一.フォトンエネルギーが体内に取り込まれることにより遺伝子細胞が活性化。


二.取り込んだフォトンが魂へと伝わり、そこから生体磁場(オーラ)が作り出される。


三.オーラにより、個別を認識。オーラに色彩を与え色による意思表示を出来るよう進化。

(チャットリング能力)


四.色彩の活性化。

それにより、旧人類では認識不可能であった色彩が見えるようになる。自分だけの色を持ち、自分にしか見えない色など、その色彩感覚は旧人類の遥かに上回る。


五.音感の活性化。

色彩と同じく、旧人類では認識不可能であった音を知りえる事ができる。それによりチャネリング、テレパシー等の能力が拡大していった。


六.寿命の増加。「魂寿命」の確立。


七.思念の実体化。


八.少し先の未来が見える。


九.睡眠時間の減少、食物摂取の減少。


十.「バイオレット」「クリスタル」と呼ばれる新人類が誕生。




…このように我々人類は、新次元の生物へと進化を果たしたのである。


そして、我々にとって最も特質すべき進化は「魂寿命の確立」だろう。それは・・・」



「はい!」



淡々と、本を読み聞かせていた声が、子供の声でかき消えた。



ここは、とある山中に建つ一軒家。


古めかしい木造の家の居間に、本を読む若い男、そして子供が二人、それぞれ丸椅子に座っていた。



「質問かな?」

 


若い男は、手に持ったクレロワ著作本「ガイア・アセンション」を一旦下方に下げ、優しく呼びかけた。


子供達は、手を上げハキハキと元気良く質問を返す。



「チャットリングってどういうこと?」



質問に対し、男は無造作に伸びた短い髪を左手で掻きながら、宙に右手の人差し指を突き立てた。そして、それを鉛筆に見立て、文字を書く動作を始める。宙をなぞったその先には、なにやら文字らしきものが見えた。



《ザック・ルーベンス》



緑色で書かれた名前。どうやらこの男の名前らしい。


それを見た途端、子供の一人が指を差して驚いた。


そしてザックの真似をし、文字を書く動作を始め出す。が、宙にはなにも残されなかった。


自分には出来ない事に気付いた子供は、肩を落とし落胆した。



「もう少し大きくなったら出来るようになるよ。みんなが持ってる力だからね。」



落胆する子供の頭に優しく手を置き、ザックはにこやかに話し掛けた。


掌の温もりは、頭を通じ笑顔を生ませた。


一部始終を隣で見ていたもう一人の子供もまた、笑顔を作っていた。


だが、それはなにやら無邪気なそれとは違い傲慢さを秘めていた。


ふいに、自信に満ちた表情でその子供は立ち上がる。


そして、ザックと同じように指で文字を書くしぐさを始めた。


なぞった後には…



《シェイン》

《カイン》



見事、二人の名前が(つづ)られていた。



それを見、先ほど(なだ)められ機嫌を戻した子供が、「いじわる」と言い、再びふてくされた。


「いじわる」と言われ、得意げな顔をしているのはシェイン。それを悔しそうに見つめているのはカイン。二人は兄弟だった。



《しずかに》



ザックは、うるさく騒ぐ二人を指先で制止した。


文字が無言の圧力となって二人に伝わり、部屋は一斉に静まり返った。



「チャットリングは、俺みたいに色々な場所を行く人は、必ず覚えなきゃならないものだよ。覚えるにはどうすればいいか、解るよね?」



「勉強!」



姿勢をただし、敬礼。旧文明でいう軍隊の如き振る舞いである。


そしてカインは、兄よりも嬉々とし、「何か作り出してみて」とねだり始めた。



思念の実体化のことか… ザックはそう思うと、二人が持つ本を指差し、そこに書かれた一節を黙読させた。
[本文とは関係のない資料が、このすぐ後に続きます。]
PR #210, opened 2024-02-12
RSDK-3019 - add clang-tidy performance-move-const-arg

stuqdog:
- No longer disable `performance-move-const-arg` in `clang-tidy`. 
- Necessary fixes for `clang-tidy` to pass.

### DIFF
--- a/src/viam/sdk/registry/registry.cpp
+++ b/src/viam/sdk/registry/registry.cpp
@@ -57,13 +57,13 @@ const Model& ModelRegistration::model() const {
 };
 
 void Registry::register_model(std::shared_ptr<const ModelRegistration> resource) {
-    const std::string reg_key = resource->api().to_string() + "/" + resource->model().to_string();
+    std::string reg_key = resource->api().to_string() + "/" + resource->model().to_string();
     if (resources_.find(reg_key) != resources_.end()) {
         const std::string err = "Cannot add resource with name " + reg_key + "as it already exists";
         throw std::runtime_error(err);
     }
 
-    resources_.emplace(reg_key, std::move(resource));
+    resources_.emplace(std::move(reg_key), std::move(resource));
 }
 
 void Registry::register_resource_server_(
--- a/src/viam/sdk/registry/registry.cpp
+++ b/src/viam/sdk/registry/registry.cpp
@@ -95,14 +95,14 @@ std::shared_ptr<const ModelRegistration> Registry::lookup_model_inlock_(
 
 std::shared_ptr<const ModelRegistration> Registry::lookup_model(const std::string& name) {
     const std::lock_guard<std::mutex> lock(lock_);
-    return lookup_model_inlock_(name, std::move(lock));
+    return lookup_model_inlock_(name, lock);
 }
 
 std::shared_ptr<const ModelRegistration> Registry::lookup_model(const API& api,
                                                                 const Model& model) {
     const std::lock_guard<std::mutex> lock(lock_);
     const std::string name = api.to_string() + "/" + model.to_string();
-    return lookup_model_inlock_(name, std::move(lock));
+    return lookup_model_inlock_(name, lock);
 }
 
 std::shared_ptr<const ResourceServerRegistration> Registry::lookup_resource_server(const API& api) {
--- a/src/viam/sdk/registry/registry.cpp
+++ b/src/viam/sdk/registry/registry.cpp
@@ -63,7 +63,7 @@ void Registry::register_model(std::shared_ptr<const ModelRegistration> resource)
         throw std::runtime_error(err);
     }
 
-    resources_.emplace(std::move(reg_key), std::move(resource));
+    resources_.emplace(reg_key, std::move(resource));
 }
 
 void Registry::register_resource_server_(
@@ -102,7 +102,7 @@ std::shared_ptr<const ModelRegistration> Registry::lookup_model(const API& api,
                                                                 const Model& model) {
     const std::lock_guard<std::mutex> lock(lock_);
     const std::string name = api.to_string() + "/" + model.to_string();
-    return lookup_model_inlock_(std::move(name), std::move(lock));
+    return lookup_model_inlock_(name, std::move(lock));
 }
 
 std::shared_ptr<const ResourceServerRegistration> Registry::lookup_resource_server(const API& api) {
--- a/src/viam/sdk/resource/resource_manager.cpp
+++ b/src/viam/sdk/resource/resource_manager.cpp
@@ -47,9 +47,9 @@ void ResourceManager::replace_all(
     this->resources_ = new_resources;
     this->short_names_ = new_short_names;
 
-    for (const auto& resource : resources) {
+    for (auto resource : resources) {
         try {
-            do_add(resource.first, resource.second);
+            do_add(resource.first, std::move(resource.second));
         } catch (std::exception& exc) {
             BOOST_LOG_TRIVIAL(error) << "Error replacing all resources" << exc.what();
             return;
@@ -65,36 +65,35 @@ std::string get_shortcut_name(const std::string& name) {
     return name_split.at(name_split.size() - 1);
 }
 
-void ResourceManager::do_add(const Name& name, const std::shared_ptr<Resource>& resource) {
+void ResourceManager::do_add(Name name, std::shared_ptr<Resource> resource) {
     if (name.name().empty()) {
         throw "Empty name used for resource: " + name.to_string();
     }
-    const std::string short_name = name.short_name();
+    std::string short_name = name.short_name();
 
-    do_add(short_name, resource);
+    do_add(std::move(short_name), std::move(resource));
 }
 
-void ResourceManager::do_add(const std::string& name, const std::shared_ptr<Resource>& resource) {
+void ResourceManager::do_add(std::string name, std::shared_ptr<Resource> resource) {
     if (resources_.find(name) != resources_.end()) {
         throw "Attempted to add resource that already existed: " + name;
     }
 
-    resources_.emplace(name, resource);
-
-    const std::string shortcut = get_shortcut_name(name);
+    std::string shortcut = get_shortcut_name(name);
     if (shortcut != name) {
         if (short_names_.find(shortcut) != short_names_.end()) {
-            short_names_.emplace(shortcut, "");
+            short_names_.emplace(std::move(shortcut), "");
         } else {
-            short_names_.emplace(shortcut, name);
+            short_names_.emplace(std::move(shortcut), name);
         }
     }
+    resources_.emplace(std::move(name), std::move(resource));
 }
 
-void ResourceManager::add(const Name& name, const std::shared_ptr<Resource>& resource) {
+void ResourceManager::add(Name name, std::shared_ptr<Resource> resource) {
     const std::lock_guard<std::mutex> lock(lock_);
     try {
-        do_add(name, resource);
+        do_add(std::move(name), std::move(resource));
     } catch (std::exception& exc) {
         BOOST_LOG_TRIVIAL(error) << "Error adding resource to subtype service: " << exc.what();
     }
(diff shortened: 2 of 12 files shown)


src/viam/sdk/services/motion/server.cpp
```diff
@@ -103,37 +98,18 @@ ::grpc::Status MotionServer::GetPose(
...
+        const auto& component_name = Name::from_proto(request->component_name());
+        const std::string& destination_frame = request->destination_frame();
+        std::vector<WorldState::transform> supplemental_transforms;
+        for (const auto& proto_transform : request->supplemental_transforms()) {
+            supplemental_transforms.push_back(WorldState::transform::from_proto(proto_transform));
+        }
+        const pose_in_frame pose = motion->get_pose(
+            component_name, destination_frame, supplemental_transforms, helper.getExtra());
+        *response->mutable_pose() = pose.to_proto();
+    });
```
stuqdog, line 112: (flyby) Somehow missed this one when converting everything over to using `service_helper`.

src/viam/sdk/services/mlmodel/client.cpp
```diff
@@ -69,7 +69,7 @@ std::shared_ptr<MLModelService::named_tensor_views> MLModelServiceClient::infer(
         aav->views.emplace(kv.first, std::move(tensor));
     }
     auto* const tsav_views = &aav->views;
-    return {std::move(aav), tsav_views};
+    return {aav, tsav_views};
```
acmorrow, line 72: Surprising, but actually correct. The shared_ptr aliasing constructor takes its first arg by `const&`! I did not know that. Apparently they added the one taking an rvalue reference for C++20. So the code would be correct there. I'm inclined to NOLINT this one with a comment. The move is harmless up to C++17 since no move will happen, but desirable for C++20 where it saves a refcount jiggle.

src/viam/sdk/rpc/server.cpp
```diff
@@ -47,8 +47,8 @@ void Server::add_resource(std::shared_ptr<Resource> resource) {
                << " but no matching resource server as found";
         throw std::runtime_error(buffer.str());
     }
-    auto resource_server = managed_servers_.at(std::move(api));
-    resource_server->resource_manager()->add(resource->name(), std::move(resource));
+    auto resource_server = managed_servers_.at(api);
+    resource_server->resource_manager()->add(resource->name(), resource);
```
acmorrow, line 51: Surprising. It should be fine to move `resource` here.

src/viam/sdk/services/motion/server.cpp
```diff
@@ -34,11 +34,8 @@ ::grpc::Status MotionServer::Move(::grpc::ServerContext* context,
                 Motion::constraints::from_proto(request->constraints()));
         }
 
-        const bool success = motion->move(std::move(destination),
-                                          std::move(name),
-                                          std::move(ws),
-                                          std::move(constraints),
-                                          helper.getExtra());
+        const bool success = motion->move(
```
acmorrow, line 37: Only because `destination` and `name` were declared `const` above.

src/viam/sdk/services/motion/server.cpp
```diff
@@ -52,10 +49,8 @@ ::grpc::Status MotionServer::MoveOnMap(
         const auto& destination = pose::from_proto(request->destination());
         const auto& component_name = Name::from_proto(request->component_name());
         const auto& slam_name = Name::from_proto(request->slam_service_name());
-        const bool success = motion->move_on_map(std::move(destination),
-                                                 std::move(component_name),
-                                                 std::move(slam_name),
-                                                 helper.getExtra());
+        const bool success =
+            motion->move_on_map(destination, component_name, slam_name, helper.getExtra());
```
acmorrow, line 53: Ditto

acmorrow: Also, why are those variables declared as `&`s up on 49-51?

src/viam/sdk/services/motion/server.cpp
```diff
@@ -87,10 +82,10 @@ ::grpc::Status MotionServer::MoveOnGlobe(
                 motion_configuration::from_proto(request->motion_configuration()));
         }
 
-        const std::string execution_id = motion->move_on_globe(std::move(destination),
-                                                               std::move(heading),
-                                                               std::move(component_name),
-                                                               std::move(movement_sensor_name),
+        const std::string execution_id = motion->move_on_globe(destination,
```
acmorrow, line 85: Ditto, also why `&` again.

src/viam/sdk/services/motion/server.cpp
acmorrow: Nice catch!

src/viam/sdk/spatialmath/geometry.cpp
```diff
@@ -170,22 +170,22 @@ viam::common::v1::Geometry GeometryConfig::to_proto() const {
...
-    pose_.orientation = std::move(orientation);
+    pose_.orientation = orientation;
 }
 void GeometryConfig::set_theta(double theta) {
-    pose_.theta = std::move(theta);
+    pose_.theta = theta;
 }
 void GeometryConfig::set_geometry_type(GeometryType type) {
-    geometry_type_ = std::move(type);
+    geometry_type_ = type;
```
acmorrow, line 188: These all look like should be fine to move. What is the complaint?

src/viam/sdk/services/mlmodel/server.cpp
```diff
@@ -91,8 +91,8 @@ ::grpc::Status MLModelServiceServer::Metadata(
             target.Reserve(source.size());
             for (auto&& s : source) {
                 auto& new_entry = *target.Add();
-                *new_entry.mutable_name() = std::move(s.name);
-                *new_entry.mutable_description() = std::move(s.description);
+                *new_entry.mutable_name() = s.name;
+                *new_entry.mutable_description() = s.description;
```
acmorrow, line 95: Arguably, the correct fix here and below is to make the `source` parameter non-const.

acmorrow (changes requested):

src/viam/sdk/services/mlmodel/client.cpp
benjirewis: Speaking of: what C++ version is clang tidy using to generate its warnings? I suppose it's not C++20 given this comment, but was curious if it uses C++14 because of the cmakelists value?

benjirewis (approved):
LGTM % Drew's comments on non-consting instead of moving.

src/viam/sdk/rpc/server.cpp
stuqdog: (per error message) `add` takes a `const&` so no move will happen. But that seems a bit strange to me. I've updated for `add` to take by value and consistently move.

src/viam/sdk/services/motion/server.cpp
stuqdog: Good question on `&`s! Not sure, deleted.

I've un-`const`ed the variables and added back the moves (except for `destination`; `pose` is trivially copyable so I maintained the `const`ness of it).

src/viam/sdk/services/motion/server.cpp
stuqdog: `destination` (`struct geo_point`) is trivially copyable, as is `boost::optional<double>`. So `destination` and `heading` remain unmoved. 

`&`ness removed.

src/viam/sdk/spatialmath/geometry.cpp
stuqdog: These types are all trivially copyable, so the move has no effect.

src/viam/sdk/services/motion/server.cpp
stuqdog: As it turns out, we get stuck in a bit of a jam with `destination` and `name`. Making them un-const causes `misc-const-correctness` to complain, but leaving them const makes `performance-move-const-arg` complain! Thankfully they're only used in this call so we can just avoid assigning an lvalue.

src/viam/sdk/rpc/server.cpp
```diff
@@ -47,8 +47,9 @@ void Server::add_resource(std::shared_ptr<Resource> resource) {
                << " but no matching resource server as found";
         throw std::runtime_error(buffer.str());
     }
-    auto resource_server = managed_servers_.at(std::move(api));
-    resource_server->resource_manager()->add(resource->name(), std::move(resource));
+    auto resource_server = managed_servers_.at(api);
+    auto name = resource->name();
+    resource_server->resource_manager()->add(std::move(name), std::move(resource));
```
stuqdog, line 52: need to name and `move` `name` or else we get an error about `use` and `move` being unsequenced.

src/viam/sdk/rpc/dial.cpp
```diff
@@ -60,7 +60,7 @@ void DialOptions::set_entity(boost::optional<std::string> entity) {
 }
 
 void DialOptions::set_timeout(std::chrono::duration<float> timeout) {
-    timeout_ = std::move(timeout);
+    timeout_ = timeout;
```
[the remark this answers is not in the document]
acmorrow: OK I guess. I think it is overzealous. What if the type changed in the future and was no longer trivially copyable? Unlikely, I'll admit, for `std::chrono::duration`, but not for types we control. I don't see that the `move` has any downsides.

https://devblogs.microsoft.com/oldnewthing/20220512-00/?p=106651

Overall, I sort of feel like maybe we should disable that particular clang tidy check and just allow moves of trivial types. It is much easier to get SDK developers used to using `move` consistently if there isn't a gotcha about trivial types.

src/viam/sdk/registry/registry.cpp
```diff
@@ -102,7 +102,7 @@ std::shared_ptr<const ModelRegistration> Registry::lookup_model(const API& api,
                                                                 const Model& model) {
     const std::lock_guard<std::mutex> lock(lock_);
     const std::string name = api.to_string() + "/" + model.to_string();
-    return lookup_model_inlock_(std::move(name), std::move(lock));
```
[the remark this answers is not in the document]
acmorrow: No, you are right. Disregard my suggestion, I think it is fine how it is.

src/viam/sdk/registry/registry.cpp
```diff
@@ -102,7 +102,7 @@ std::shared_ptr<const ModelRegistration> Registry::lookup_model(const API& api,
...
+    return lookup_model_inlock_(name, std::move(lock));
```
acmorrow, line 105: Do you need the `move` on lock either? It's const.

src/viam/sdk/resource/resource_manager.cpp
```diff
@@ -47,9 +47,9 @@ void ResourceManager::replace_all(
     this->resources_ = new_resources;
     this->short_names_ = new_short_names;
 
-    for (const auto& resource : resources) {
+    for (auto resource : resources) {
```
acmorrow, line 50: I disagree with this one, looking at it. This works because it now copies the pair out, and then moves from it. That doesn't seem worthwhile vs just viewing the pair and copying the second in the call to `do_add`

src/viam/sdk/resource/resource_manager.cpp
```diff
@@ -65,36 +65,35 @@ std::string get_shortcut_name(const std::string& name) {
     return name_split.at(name_split.size() - 1);
 }
 
-void ResourceManager::do_add(const Name& name, const std::shared_ptr<Resource>& resource) {
+void ResourceManager::do_add(Name name, std::shared_ptr<Resource> resource) {
```
acmorrow, line 68: This could be `Name const& name, std::shared_ptr<Resource> resource)` because the first parameter is only observed, but the second one is actually moved.

acmorrow (approved):
This LGTM mod a few small things that don't, I think, warrant another round of review. I feel a bit like the warning on move of trivial is overzealous, but I don't feel strongly about it.

src/viam/sdk/rpc/dial.cpp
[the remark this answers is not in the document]
stuqdog: Yeah, this makes sense. I've set `performance-move-const-arg.CheckTriviallyCopyableMove` to false and reinstated the `move` here, as well as the `move`s in `geometry.cpp`

src/viam/sdk/registry/registry.cpp
stuqdog: Ah, nope! Surprised it let us keep that. Fixed.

(――思念の実体化は、地球磁場が強い場所でのみ行える能力である。)



読み終え、ここでは出来ないことを知り二人は仲良く落胆した。

「詳しい話は難しくなるから置いといて…」



言いながら、ザックは次に教える事を模索した。


――少し先の未来が見える…


この項目に目を付けるが、まだ二人には難しいだろうと考え、断念。さらなる思考を巡らした。



ザックが悩む中、二人は教科書の続きを急かした。


意外に楽しんでいるらしい。



促され、ザックはひとまず次のページをめくり、読み聞かせた。






――「アセンションを遂げた世界は、常に光の力(フォトンエネルギー)に満たされている。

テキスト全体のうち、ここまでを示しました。